Criminal IP Analysis Report on Recent Hidden Malicious Code Sites on a Chinese HFS HTTP File Servers
NAS has become an increasingly common way to handle files and backup storage. As usage increases, NAS security issues, particularly with QNAP and Synology products, are frequently spotted.
In addition to its vulnerabilities with CVE ID, critical NAS data is exposed to the internet defenselessly, making it easy to be leaked by simple attacks that randomly test key combinations and potential passwords to log into a user’s account.
Apart from the commercial NAS software, issues with free and open-source NAS software have been increasing recently as well, HFS HTTP File Server being the case. With its features like installing with a few clicks, uploading files with drag and drop, sharing files externally through URL, the HFS HTTP File Server has become a common software for individuals as well as small enterprises. The image below shows HFS HTTP File Server when running.

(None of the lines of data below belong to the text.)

PR #65, opened 2024-10-04
feat: remove pysam and bwa warmup hack

clintval:
It is mentioned `pysam.AlignmentFile` internally buffers stdin so a hack was devised to "warm it up".

However, `fgpyo.sam.reader` and `pysam.AlignmentFile` are actually not needed and only provide code indirection since we can build the SAM header and all subsequent records using the [`from_text()`](https://pysam.readthedocs.io/en/latest/api.html#pysam.AlignmentHeader.from_text)/[`fromstring()`](https://pysam.readthedocs.io/en/latest/api.html#pysam.AlignedSegment.fromstring) methods of each.

### DIFF
--- a/prymer/offtarget/bwa.py
+++ b/prymer/offtarget/bwa.py
@@ -45,10 +45,10 @@ from typing import Optional
 from typing import cast
 
 import pysam
-from fgpyo import sam
 from fgpyo import sequence
 from fgpyo.sam import Cigar
 from pysam import AlignedSegment
+from pysam import AlignmentHeader
 
 from prymer.api import coordmath
 from prymer.util.executable_runner import ExecutableRunner
@@ -201,6 +201,7 @@ class BwaAlnInteractive(ExecutableRunner):
         reverse_complement: reverse complement each query sequence before alignment.
         include_alt_hits: if True include hits to references with names ending in _alt, otherwise
                           do not include them.
+        header: the SAM alignment header.
     """
 
     def __init__(
@@ -284,20 +285,14 @@ class BwaAlnInteractive(ExecutableRunner):
 
         super().__init__(command=command)
 
-        # HACK ALERT
-        # This is a hack. By trial and error, pysam.AlignmentFile() will block reading unless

The fatal problem with the HFS HTTP File Sever is that unlike Synology or QNAP, it does not require any authentication in the default state. What this implies is that in this case, all of the files stored in the server are accessible and downloadable to the public which could lead to data leakage. Below is the result of globally exposed HFS severs after searching HFS port:8080 on Criminal IP . At the time of writing we can see that over 1,500 servers were exposed externally.